We’re going to build a simple Named Entity Recogniser (NER) using FlairNLP. 

What we’re going to use

  • Google Colab
  • FlairNLP

What is Named Entity Recognition

Entity Extraction is an important tool that helps you extract important data such as Names, Location, Organisations and other predefined classes, from a body of text. This could be useful to analyse News articles, scripts, contracts and more. 

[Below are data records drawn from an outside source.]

PR #48, opened 2024-08-19
feat(gh): drop secret use from e2e workflow

morphis:
We had to do quite a dance to get tests working as the e2e test workflow requires access to the Ubuntu Pro secret. We need to be careful to not allow access to it on a PR from a fork. The approach so far by using the pull_request_target trigger and a dedicated deployment environment with approval was working but far from perfect.

This now implements an alternative which does not require the direct use of the Ubuntu Pro token in the test workflow. Instead we use it to cache images in an independent workflow. The workflow will download all needed images and store them in the Github Action cache under a well known key name. When the e2e workflow now runs it will fetch the images from the cache and load into AMS. The workflow runs every day so we keep the images fresh.

-----

**NOTE** As the cache workflow still has to run the initial execution on the PR itself will fail.

### DIFF
--- a/.github/workflows/cache-images.yaml
+++ b/.github/workflows/cache-images.yaml
@@ -1,0 +1,35 @@
+name: Cache Anbox images
+
+on:
+  workflow_dispatch:
+  schedule:
+    - cron: '0 10 * * *'
+
+jobs:
+  cache-images:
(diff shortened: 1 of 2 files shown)


ajanon (approved):
LGTM

PR #49, opened 2024-08-19
feat(gh): update renovate configration

morphis:
This matches what we implement elsewhere, specifically it pins actions now to specific digests rather than tags.


ajanon (approved):
LGTM

PR #50, opened 2024-08-19
Various cleanups for the different workflows we run

morphis:
See commit messages for details.


ajanon (approved):
LGTM

js/tests/e2e/global-setup.js
```diff
@@ -144,11 +144,11 @@ const setupSessionFor = async (page, appName) => {
...
-  const sessionIds = await Promise.all(
-    [AOSP_APP_NAME, AAOS_APP_NAME].map((appName) => {
-      return setupSessionFor(page, appName);
-    }),
-  );
+  var sessionIds = [];
+  for (const appName of [AOSP_APP_NAME, AAOS_APP_NAME]) {
+    const id = await setupSessionFor(page, appName);
+    sessionIds.push(id);
+  }
```
edlerd, line 151: Not sure if this is better. It has potential to take much longer, if the session setup is taking a long time twice. This will then make the suite take longer. Do we have reason to believe this step is faster now, sequentially?

edlerd (commented):
LGTM, one question on the session setup change

js/tests/e2e/global-setup.js
lorumic: It will definitely not be. Please revert this change.

lorumic (changes requested):

js/tests/e2e/global-setup.js
lorumic: Also, a JS array does not need to be declared as `var` when you only need to push items to it. It can be `const`.

morphis: Have a look at the [commit message](https://github.com/canonical/anbox-streaming-sdk/pull/50/commits/e1eb317ed377d5b0f1c288f444b210fa1c1a8a26) for details. The reason is not this is faster but it takes less resources and provides high stability. I have been seeing various timeouts being caused on the low constraint runner by bootstrapping two applications in parallel while putting this in place. Put bootstrap into a sequence makes this much better. 

> Also, a JS array does not need to be declared as var when you only need to push items to it. It can be const

You can modify an array declared as `const`? That is pretty weird.

aaryanporwal: > You can modify an array declared as const? That is pretty weird.
Yes, `const` is a reference to a value. We cannot change constant "primitive" values, but we can change the properties of constant objects.
`const` has no hoisiting and has block scope that's why it's preferred mode for us.

lorumic: Ok, provided that we know that this is slower, if there is another reason for it then I'm ok with the change. But please declare the array as `const`. You're not changing the reference of the array, so it has no reason to be a `var`.

lorumic (approved):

A film location manager could use this to filter out locations from a script, or a movie recommendation system could ingest a script for a given movie and build a series of keywords associated with each movie automatically – tagging actors, characters, locations – making it easier to recommend and discover new movies. We’ll run through a more detailed tutorial on how you could do this next time. 

Take the following text:

Costco is an American retailer founded by Jim Sinegal

An NER system will help output data as below: 

Costco - ORG (organisation)
American - LOC (location)
Jim Sinegal - PER (person)

Costco – ORG (organisation)

American – LOC (location)

Jim Sinegal – PER (person)

Here, you can identify a person (PER), location (LOC), organisation (ORG) out of the above text. 

What is FlairNLP

FlairNLP is a Natural Language Processing library developed by Humboldt University of Berlin.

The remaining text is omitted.